To summarize, important aspects for data use professional development interventions include the following:

  • Teacher collaboration in a professional learning community. Similar to other interventions, teacher collaboration is the key to learning how to use data.

  • Starting with a problem from practice, from teachers’ own context.

  • Taking the hunches and ideas of participants seriously by collectively researching these in the form of hypotheses.

  • Making all the data use steps as concrete and explicit as possible.

  • University–school partnerships.

However, there are also challenges associated with these types of data use interventions. This study also shows that professional development requires time. Firstly, time for developing data literacy skills, and secondly, time for the required attitude shift. The attitude shift is needed, because educators need to feel the urge to use data. This shift cannot be created within a few meetings, but grows over time. Therefore, when developing data literacy, it is important to realize that these skills cannot be developed in just a couple of workshops, but that a long-term collaborative approach at the school site is much more likely to lead to the desired results.

The key challenge for practitioners is to share their data literacy skills with their other colleagues in the school and not only within a small team. The way in which practitioners shape the process of knowledge sharing regarding data use will influence the sustainability of the intervention, and thus, also whether and how schools will use data for school improvement in the future. Therefore, we need further research into how data teams will use and share their new data literacy skills in practice.
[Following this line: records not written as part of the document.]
Issue #659, opened 2023-02-04
Include more information with simulation error messages


parkerabercrombie:
When a simulation fails, it would be really helpful to include the sim time at which the error occurred in the error message that displays in the error console, as well as the name and ID of the activity that threw the error. This would make it _much_ easier to track down issues in the simulation.

```[tasklist]
### Tasks
- [x] Display simulation time at which the error occurred
- [x] Display id of activity that threw the error, if the error was thrown by an activity
```

dandelany:
This came up in discussions yesterday & today with @joswig as something we'd like to improve before the clipper launch release, so I'm going to add the "clipper-launch" label to this & prioritize it. To clarify:

* The main outstanding requirement is: When simulation fails due to an error, the returned error message should include the **activity name** and **ID** of all current "in progress" activities, as well as any additional useful context information that would help debug.
  - Per @mattdailis ^this may be difficult for child activities, and we may only be able to return the name/ID of the **parent** activity, but this should be investigated. Not a blocker - even having parent ID would be an improvement.
* We have also discussed implementing a few other features that would improve this, but are out of scope of this ticket & will be tracked separately:
  - @mattdailis has done some work on a UI for viewing events sent by the server during sim, which would help with debugging - currently a draft but will be PR'ed when ready.
  - It should be possible to display a failed simulation on the timeline as a "partial" sim, ideally displaying the activities which were generated up until the point of the error, and a vertical guideline showing the time at which the error occurred. Will open a separate ticket for this.

dandelany:
Sending to @mattdailis for scoping exactly what the message should contain...

mattdailis:
Slightly workshopping the bullet point above:
> The main outstanding requirement is: When simulation fails due to an error, the returned error message should include the activity name and ID of all current "in progress" activities, as well as any additional useful context information that would help debug. 

I would suggest - When an exception is thrown in a task, identify the directive id that resulted in that task being spawned (i.e. walk the `taskParent` tree up to the directive), and include that information in the simulation exception.

As a starting point - `stepTaskHelper` can catch exceptions from the task's `step` method, and wrap those exceptions in a new exception type that includes the directive id (if one exists), or, if it doesn't, indicates that this is a daemon task.

This design may be impacted by #1174 , which removes the `taskParent` map 🤔 We may need to brainstorm ways to do this bookkeeping in that scenario.

PR #724, opened 2023-03-10
Report the time at which an exception occurs during simulation

mattdailis:
* **Tickets addressed:** Related to #659 
* **Review:** By commit  

## Description

Users have reported that it's difficult to debug an exception that occurs during simulation because they don't know where in the plan the exception occurred.

There are two aspects to this: reporting simulation time, and reporting a specific directive and/or child activity in which the exception occurred. The simulation time aspect of this is very straightforward, and I believe will deliver a lot of value even without the specifics of which activity caused the exception.

The approach taken is to introduce a SimulationException that holds on to the time at which the exception was thrown. The simulation loop in the driver is wrapped in a try/catch, which will rethrow any exception, but wrap it in a SimulationException. The simulation agent reports the wrapped exception as a new SIMULATION_EXCEPTION failure type, and attaches two fields to that - "elapsedTime", and "utcTimeDoy".

## Verification

I modified BiteBanana to throw an exception, and tested via the UI - note the JSON object above the trace.

Screenshot 2023-03-10 at 6 40 11 AM

This required a slight change in the UI - since it currently assumes that either there is a stack trace, or there is json data - this is a case where we want both.

## Documentation

No documentation was updated.

## Future work

Look into how we could report the specific directive id, and think about implications for daemon tasks or child activities.

### DIFF
--- a/merlin-driver/src/main/java/gov/nasa/jpl/aerie/merlin/driver/SimulationException.java
+++ b/merlin-driver/src/main/java/gov/nasa/jpl/aerie/merlin/driver/SimulationException.java
@@ -1,0 +1,71 @@
+package gov.nasa.jpl.aerie.merlin.driver;
+
+import gov.nasa.jpl.aerie.merlin.protocol.types.Duration;
+
+import java.time.Instant;
+import java.time.ZoneOffset;
+import java.time.format.DateTimeFormatter;
+import java.time.format.DateTimeFormatterBuilder;
+import java.time.temporal.ChronoField;
+
+import static gov.nasa.jpl.aerie.merlin.protocol.types.Duration.HOUR;
+import static gov.nasa.jpl.aerie.merlin.protocol.types.Duration.MICROSECOND;
+import static gov.nasa.jpl.aerie.merlin.protocol.types.Duration.MINUTE;
+import static gov.nasa.jpl.aerie.merlin.protocol.types.Duration.SECOND;
+import static gov.nasa.jpl.aerie.merlin.protocol.types.Duration.negate;
+
+public class SimulationException extends RuntimeException {
+  // This builder must be used to get optional subsecond values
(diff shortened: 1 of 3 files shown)


merlin-driver/src/main/java/gov/nasa/jpl/aerie/merlin/driver/SimulationException.java
```diff
@@ -0,0 +1,71 @@
...
+import static gov.nasa.jpl.aerie.merlin.protocol.types.Duration.MINUTE;
+import static gov.nasa.jpl.aerie.merlin.protocol.types.Duration.SECOND;
+import static gov.nasa.jpl.aerie.merlin.protocol.types.Duration.negate;
+
+public class SimulationException extends RuntimeException {
+  // This builder must be used to get optional subsecond values
+  // See: https://stackoverflow.com/questions/30090710/java-8-datetimeformatter-parsing-for-optional-fractional-seconds-of-varying-sign
+  public static final DateTimeFormatter format =
+      new DateTimeFormatterBuilder()
+          .appendPattern("uuuu-DDD'T'HH:mm:ss")
```
Mythicaeda, line 22: How does `uuuu` differ from `yyyy`?

Mythicaeda (approved):
LGTM!

merlin-driver/src/main/java/gov/nasa/jpl/aerie/merlin/driver/SimulationException.java
Twisol: Via [this SO answer](https://stackoverflow.com/a/41178418):

> `year-of-era` means the year within the given scope (era) [...]
>
> `year` is the signed year, where year 0 is 1 BC, year -1 is 2 BC, and so forth.

So `y` (year-of-era) should always be used in conjunction with `G` (era, "BC" vs. "AD" above). If `G` isn't appropriate, `u` (year) should be used instead of `y`.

Using and sharing data also requires a certain openness in the school and a level of trust. Only if educators are open and willing to use data to reflect on their own classroom practices, we can also expect improvements based on data within classrooms. This is especially important in low-performing schools, where educators often lack basic teaching skills (Mintrop and Sunderman 2013).

4.2 Limitations of the study and implications for further research

Some limitations of this study along with suggestions for further research should be noted. Future research should take into account that the knowledge test used in this study was only administrated within the intervention group and not in a comparison group. We tried to create a complete picture by triangulating the knowledge test results, with interviews and questionnaire results.

In this study, we showed that the participants have learned new data literacy skills. This study did not only use perception data in demonstrating these results, but we went beyond perception data by using a knowledge test to measure the effects on the knowledge and skills of participants. However, as other studies have shown, positive results at the learning level do not automatically lead to effects on student achievement (e.g., see Jacob et al. 2014). Future research should focus on the question of whether the participants actually apply their new data literacy skills in practice. Only if the new data literacy skills are applied in practice can improved student achievement, which is the ultimate goal of professional development, be reached (Kirkpatrick 1996; Guskey 2000). For example, some of the schools reported that their data team had managed to find the causes of their problem and started to implement measures to improve their student achievement. Further research is needed in order to assess whether these measures have had an impact on student achievement. From other studies, we know that this is possible, as these (quasi) experimental studies have found an effect of data use interventions on student achievement (e.g., Carlson et al. 2011; McNaughton et al. 2012).

In addition, as one of the respondents stated in an interview, the question is what happens after the external support ends. The aim is that teams are able to continue with data use after the support has ended. Therefore, not only short-term research into the effects but also research into long-term effects, i.e., the sustainability of data teams, is important.